**Records for the task:**

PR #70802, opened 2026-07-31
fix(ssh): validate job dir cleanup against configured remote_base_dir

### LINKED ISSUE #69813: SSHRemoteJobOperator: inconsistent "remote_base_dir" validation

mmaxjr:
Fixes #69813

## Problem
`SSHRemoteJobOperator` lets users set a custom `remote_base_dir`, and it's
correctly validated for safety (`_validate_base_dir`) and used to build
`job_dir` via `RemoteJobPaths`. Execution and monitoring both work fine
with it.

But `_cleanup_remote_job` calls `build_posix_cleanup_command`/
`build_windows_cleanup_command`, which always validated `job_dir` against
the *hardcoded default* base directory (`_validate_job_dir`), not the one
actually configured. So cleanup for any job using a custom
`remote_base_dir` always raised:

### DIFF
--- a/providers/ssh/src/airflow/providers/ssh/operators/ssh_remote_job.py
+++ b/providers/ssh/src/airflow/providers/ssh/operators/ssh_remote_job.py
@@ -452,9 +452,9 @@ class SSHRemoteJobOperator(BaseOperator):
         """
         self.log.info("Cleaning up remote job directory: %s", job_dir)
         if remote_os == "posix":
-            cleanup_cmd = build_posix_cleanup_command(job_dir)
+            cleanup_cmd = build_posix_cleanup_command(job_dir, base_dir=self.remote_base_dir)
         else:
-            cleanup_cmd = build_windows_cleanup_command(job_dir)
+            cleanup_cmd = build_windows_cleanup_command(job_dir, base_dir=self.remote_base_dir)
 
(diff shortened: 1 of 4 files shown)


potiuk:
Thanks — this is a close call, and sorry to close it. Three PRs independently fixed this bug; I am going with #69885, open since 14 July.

...

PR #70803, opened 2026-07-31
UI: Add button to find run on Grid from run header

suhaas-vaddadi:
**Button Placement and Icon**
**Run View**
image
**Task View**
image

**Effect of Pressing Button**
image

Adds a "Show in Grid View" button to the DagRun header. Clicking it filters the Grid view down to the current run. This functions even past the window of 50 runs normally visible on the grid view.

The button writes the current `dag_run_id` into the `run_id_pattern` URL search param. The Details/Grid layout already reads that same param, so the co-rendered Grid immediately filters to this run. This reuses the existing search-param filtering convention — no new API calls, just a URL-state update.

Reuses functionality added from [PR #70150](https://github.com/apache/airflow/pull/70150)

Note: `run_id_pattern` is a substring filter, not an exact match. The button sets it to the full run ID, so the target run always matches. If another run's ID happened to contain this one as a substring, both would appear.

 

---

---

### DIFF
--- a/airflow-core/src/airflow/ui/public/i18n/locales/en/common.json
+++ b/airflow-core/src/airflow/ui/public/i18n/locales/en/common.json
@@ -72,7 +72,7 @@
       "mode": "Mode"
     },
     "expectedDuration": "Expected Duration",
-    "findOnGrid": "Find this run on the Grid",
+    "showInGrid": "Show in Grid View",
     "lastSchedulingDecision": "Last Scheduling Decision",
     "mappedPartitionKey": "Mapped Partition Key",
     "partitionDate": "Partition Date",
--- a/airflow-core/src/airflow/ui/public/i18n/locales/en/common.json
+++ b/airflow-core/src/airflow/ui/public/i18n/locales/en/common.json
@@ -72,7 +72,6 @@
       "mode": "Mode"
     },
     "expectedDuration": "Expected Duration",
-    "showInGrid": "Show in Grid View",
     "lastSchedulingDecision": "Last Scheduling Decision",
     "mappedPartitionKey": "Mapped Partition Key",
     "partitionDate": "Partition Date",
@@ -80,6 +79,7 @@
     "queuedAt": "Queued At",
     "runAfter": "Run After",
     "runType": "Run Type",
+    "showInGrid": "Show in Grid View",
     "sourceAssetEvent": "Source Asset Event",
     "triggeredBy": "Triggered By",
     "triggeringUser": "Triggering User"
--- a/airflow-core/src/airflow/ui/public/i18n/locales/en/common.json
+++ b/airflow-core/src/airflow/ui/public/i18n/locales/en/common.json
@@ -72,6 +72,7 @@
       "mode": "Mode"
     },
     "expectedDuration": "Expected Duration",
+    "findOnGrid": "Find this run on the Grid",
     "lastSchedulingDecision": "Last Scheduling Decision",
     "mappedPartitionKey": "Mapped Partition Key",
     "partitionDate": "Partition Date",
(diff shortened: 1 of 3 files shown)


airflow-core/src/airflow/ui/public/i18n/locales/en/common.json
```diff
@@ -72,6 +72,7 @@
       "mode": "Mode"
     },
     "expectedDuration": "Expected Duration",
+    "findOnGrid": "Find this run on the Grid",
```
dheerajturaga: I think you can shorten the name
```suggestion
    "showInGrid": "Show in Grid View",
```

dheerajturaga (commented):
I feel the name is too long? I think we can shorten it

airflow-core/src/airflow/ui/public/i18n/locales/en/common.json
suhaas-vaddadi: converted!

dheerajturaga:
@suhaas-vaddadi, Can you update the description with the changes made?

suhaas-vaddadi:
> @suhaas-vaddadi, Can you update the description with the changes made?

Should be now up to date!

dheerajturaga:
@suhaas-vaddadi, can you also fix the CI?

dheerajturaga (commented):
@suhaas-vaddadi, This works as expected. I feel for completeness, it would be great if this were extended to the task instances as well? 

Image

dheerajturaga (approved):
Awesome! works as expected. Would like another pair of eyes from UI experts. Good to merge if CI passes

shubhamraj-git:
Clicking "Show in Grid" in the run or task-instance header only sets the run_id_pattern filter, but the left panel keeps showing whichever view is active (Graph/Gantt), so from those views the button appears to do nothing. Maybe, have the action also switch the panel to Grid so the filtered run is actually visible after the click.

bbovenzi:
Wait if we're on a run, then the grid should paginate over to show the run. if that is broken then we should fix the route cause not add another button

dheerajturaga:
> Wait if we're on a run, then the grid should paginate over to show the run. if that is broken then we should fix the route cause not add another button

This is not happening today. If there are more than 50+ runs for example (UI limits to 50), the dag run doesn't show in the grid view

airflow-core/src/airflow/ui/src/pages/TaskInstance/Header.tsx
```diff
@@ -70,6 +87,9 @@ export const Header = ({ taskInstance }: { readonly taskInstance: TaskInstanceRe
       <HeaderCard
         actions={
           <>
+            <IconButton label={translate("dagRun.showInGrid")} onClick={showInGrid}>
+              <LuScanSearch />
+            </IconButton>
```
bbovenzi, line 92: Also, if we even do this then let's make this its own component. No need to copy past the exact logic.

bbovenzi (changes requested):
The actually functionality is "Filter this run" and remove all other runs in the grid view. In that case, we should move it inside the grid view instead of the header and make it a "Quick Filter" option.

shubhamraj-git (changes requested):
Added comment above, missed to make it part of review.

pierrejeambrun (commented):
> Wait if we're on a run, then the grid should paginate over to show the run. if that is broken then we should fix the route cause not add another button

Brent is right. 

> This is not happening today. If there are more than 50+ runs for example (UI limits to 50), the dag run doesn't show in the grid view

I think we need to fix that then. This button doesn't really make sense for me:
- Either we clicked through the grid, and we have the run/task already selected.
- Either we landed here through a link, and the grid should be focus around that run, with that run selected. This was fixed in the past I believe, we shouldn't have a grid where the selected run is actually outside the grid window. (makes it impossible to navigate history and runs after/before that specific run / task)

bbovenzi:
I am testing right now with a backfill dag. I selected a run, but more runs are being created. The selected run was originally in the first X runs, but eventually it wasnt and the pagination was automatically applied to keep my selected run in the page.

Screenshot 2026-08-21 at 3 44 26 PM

**Exercise directions:**
List every line in the records above that contains the word "name".

**Solution for this exercise:**
dheerajturaga: I think you can shorten the name
I feel the name is too long? I think we can shorten it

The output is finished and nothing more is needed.